My primary research interests revolve around extracting the maximum performance out of the next generation supercomputers, development of efficient programming models for GPUs and multithreaded environments, and performance portability:
AMT on 1024 GPUs
Contributed to building the heterogeneous task scheduler in Uintah Asynchronous Many Task (AMT) Runtime System to be used for the coal boiler simulation at exascale. Ported several tasks involved in the simulation to GPU using Kokkos. Solved multiple race conditions in the scheduling logic. Successfully ran the simulation on 1024 Nvidia V100s (LLNL's Lassen cluster).
MPI End Points to accelerate linear equations solver
Improved CPU performance of Hypre (linear equations solver) up to 2.4x on 256 KNLs (ANL's Bebop cluster) using MPI EndPoints and a new threading model. Optimized the Cuda version of Hypre on Lassen to get performance improvement up to 1.44x on 512 Nvidia V100s (LLNL's Lassen cluster).
Related Publications:
Improving Performance of the Hypre Iterative Solver for Uintah Combustion Codes on Manycore Architectures Using MPI Endpoints and Kernel Consolidation. D Sahasrabudhe, M. Berzins. In Computational Science -- ICCS 2020, 20th International Conference, Amsterdam
Optimizing the Hypre solver for manycore and GPU architectures, D. Sahasrabudhe, R. Zambre, A. Chandramowlishwaran, M. Berzins. In Journal of Computational Science, Springer International Publishing, pp. 101279. 2020. DOI: https://doi.org/10.1016/j.jocs.2020.101279
Portable SIMD Primitive in Kokkos
Developed a prototype for the portable SIMD primitive within Kokkos to achieve efficient vectorization on CPUs and also ensure portability across GPUs (cuda). The new primitive gives upto 7.8x speedups on Intel's Knights Landing (KNL).

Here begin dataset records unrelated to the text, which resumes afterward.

PR #3269, opened 2023-03-18
Fixed non-scalar (text, vector, set) output feature explanations

tgaddair:


ludwig/explain/captum.py
```diff
@@ -104,7 +116,14 @@ def forward(self, *args):
         for of_name in self.model.output_features:
             predictions[of_name] = self.model.output_features.get(of_name).predictions(outputs, of_name)
 
-        return get_pred_col(predictions, self.target)
+        pred_t = get_pred_col(predictions, self.target)
+
+        # If the target feature is a non-scalar type (vector, set, etc.), sum it to get a scalar value.
+        # https://github.com/pytorch/captum/issues/377
```
arnavgarg1, line 122: QQ: Does this change the interpretation/explanation for these kinds of features?

justinxzhao (approved):
Seems reasonable to me! Thanks for finding and linking to a relevant discussion on the captum project.

ludwig/explain/captum.py
tgaddair: It would be different from looking at each element of the output individually, yes, but it's difficult to reason about what that alternative means for things like vectors.

jppgks (approved):

PR #3271, opened 2023-03-18
Check that concat combiner doesn't receive a mixture of non-reduced sequence and non-sequence features.

justinxzhao:


ludwig/config_validation/checks.py
```diff
@@ -320,3 +320,33 @@ def check_tagger_decoder_requirements(config: "ModelConfig") -> None:  # noqa: F
...
+            has_unreduced_sequence_feature = True
+        else:
+            has_non_sequence_feature = True
+
+    if has_unreduced_sequence_feature and has_non_sequence_feature:
+        raise ConfigValidationError(
+            "The concat combiner cannot receive a mix of unreduced sequence features and non-sequence features. "
+            "Options: 1) Set reduce_output in sequence encoder to a value other than None, 2) Choose a different "
+            "combiner like `sequence_concat` which can handle, 3) Remove all non-sequence features, or 4) Remove all "
+            "sequence features."
```
arnavgarg1, line 351: probably a typo/incomplete phrase in "combiner like `sequence_concat` which can handle,"?

arnavgarg1:
@justinxzhao can you add a PR description explaining exactly what the issue is / why it occurs?

justinxzhao:
> @justinxzhao can you add a PR description explaining exactly what the issue is / why it occurs?

Added -- let me know if anything's unclear!

tests/ludwig/config_validation/test_checks.py
```diff
@@ -233,3 +235,34 @@ def test_comparator_combiner_entities(entity_1: List[str], entity_2: List[str],
...
+  train_steps: 2
+model_type: ecd
+"""
+    )
+
+    with pytest.raises(ConfigValidationError):
+        ModelConfig.from_dict(config)
+
+    config[COMBINER][TYPE] = "sequence_concat"
+    ModelConfig.from_dict(config)
```
arnavgarg1, line 268: I feel like this adds a second dimension to this test which doesn't feel like it fits (although I get the purpose of it). Should we just break this up into two different tests that use the same config?

arnavgarg1 (approved):

tests/ludwig/config_validation/test_checks.py
justinxzhao: This extra block confirms that Line 264 is indeed caused by the choice of the concat combiner (and not due to any other ConfigValidationError). I've added a comment to make this clearer.

arnavgarg1 (approved):

PR #3274, opened 2023-03-20
Fixed handling of datetime types in input parquet files

tgaddair:
- Fixes issue with datetime splitting on timestamp type columns
- Fixes issue with automl type inference for datetime types
- Fixes issue with automl type inference for datetimes formatted as strings


jppgks (approved):
Thanks Travis!

arnavgarg1 (approved):

PR #3275, opened 2023-03-20
Ray nightly compatibility

arnavgarg1:


.github/workflows/pytest.yml
```diff
@@ -36,7 +36,7 @@ jobs:
           - python-version: "3.10"
             pytorch-version: nightly
             torchscript-version: 1.10.2
-            ray-version: 2.3.1
+            ray-version: nightly
```
justinxzhao, line 39: Should we do?

```
- ray-version: 2.3.1
- ray-version: 2.4.0
- ray-version: nightly
```

justinxzhao (approved):

.github/workflows/pytest.yml
jeffkinnison: I was planning to do that in a followup PR so we could encapsulate 2.4 fixes. How does that sound?

PR #3279, opened 2023-03-21
Update all combiners to use `.get` to access `LudwigFeatureDict` contents

abidwael:
Fix for the following failure
`TypeError: 'LudwigFeatureDict' object is not subscriptable`
on the following config (just an example. Also fails with other combiners)
```
{'combiner': {'dropout': 0.23429196302654826,
              'norm': 'batch',
              'num_fc_layers': 2,
              'output_size': 128,
              'type': 'project_aggregate'},
 'input_features': [{'encoder': {'idx2str': ['shPZ',
                                             'tktQ',
                                             'nvZSdg',
                                             'jdddezacG',
                                             'OaP',
                                             'uPbBjZGPoj',
                                             'RzrsXi',
                                             'GLZWCEDiWu',
                                             'Xi',
                                             'dsrekI'],
                                 'vocab_size': 10},
                     'name': 'category_1',
                     'type': 'category'},
                    {'name': 'number_1', 'type': 'number'},
                    {'name': 'binary_1', 'type': 'binary'}],
 'model_type': 'ecd',
 'output_features': [{'decoder': {'idx2str': ['bFuiUG',
                                              'yANeMZgjRc',
                                              'ARDdfzasO',
                                              'Vluy',
                                              'IhE',
                                              'vv',
                                              'jYi',
                                              'YtOaymtGo',
                                              'wzTGEyr',
                                              'aJg'],
                                  'vocab_size': 10},
                      'name': 'category_output_1',
                      'type': 'category'}],
 'trainer': {'train_steps': 1}}
```

### DIFF
--- a/ludwig/combiners/combiners.py
+++ b/ludwig/combiners/combiners.py
@@ -478,7 +478,8 @@ class TransformerCombiner(Combiner):
             # after flattening the encoder output tensor
             [
                 Linear(
-                    torch.prod(torch.Tensor([*input_features[inp].output_shape])).type(torch.int32), config.hidden_size
+                    torch.prod(torch.Tensor([*input_features.get(inp).output_shape])).type(torch.int32),
+                    config.hidden_size,
                 )
                 for inp in input_features
             ]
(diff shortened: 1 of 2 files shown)


arnavgarg1 (approved):
Interesting. The real question is, why haven't our existing tests caught this error?
Can you add some quick unit tests/parametrized tests that would've caught this error?

abidwael:
The reason why they're not caught is because the data structure we pass in is a dict and not a `LudwigFeatureDict` which inherits from `torch.nn.Module` ([here](https://github.com/ludwig-ai/ludwig/blob/7276d0218ab7be67432b03697d4f0c233ef07983/tests/ludwig/combiners/test_combiners.py#L93))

Related Publication: A Portable SIMD Primitive using Kokkos for Heterogeneous Architectures. D. Sahasrabudhe, E. T. Phipps, S. Rajamanickam, M. Berzins. In Sixth Workshop on Accelerator Programming Using Directives (WACCPD), 2019, DOI: https://doi.org/10.1007/978-3-030-49943-3_7
Resiliency using ULFM
Developed a Resiliency component for Uintah to recover from rank (or node) failure, rebuild patches for the failed rank and continue normal execution using ULFM MPI (a variation of MPI that allows fault handling after rank crashes). Implemented different interpolation schemes to rebuild patch data using coarse values. The new Algorithm Based Fault Tolerance (ABFT) scheme achieved 10x speedup on 128 nodes compared to traditional checkpointing.
Related Publication: Node failure resiliency for Uintah without checkpointing. D. Sahasrabudhe, M. Berzins, J. Schmidt. In Concurrency and Computation: Practice and Experience, pp. e5340. 2019. DOI:10.1002/cpe.5340
Asynchronous Multi-threaded Task Scheduler
Contributed to porting of Uintah to Sunway TaihuLight. Adapted Uintah's task scheduler for the Sunway architecture. The scheduler offloads tasks to slave cores for asynchronous execution and continues processing MPI communication, reduction tasks, etc. The scheduler achieved 96% parallel efficiency on Sunway.
Related Publication: A Preliminary Port and Evaluation of the Uintah AMT Runtime on Sunway TaihuLight. Z. Yang, D. Sahasrabudhe, A. Humphrey, M. Berzins. In 9th IEEE International Workshop on Parallel and Distributed Scientific and Engineering Computing (PDSEC 2018), IEEE, May, 2018.
Acknowledgment
I am very much thankful to DOE NNSA PSAAP-II program, Intel Parallel Computing Center at SCI Institute, National Science Foundation, and Sandia National Laboratories for supporting the research.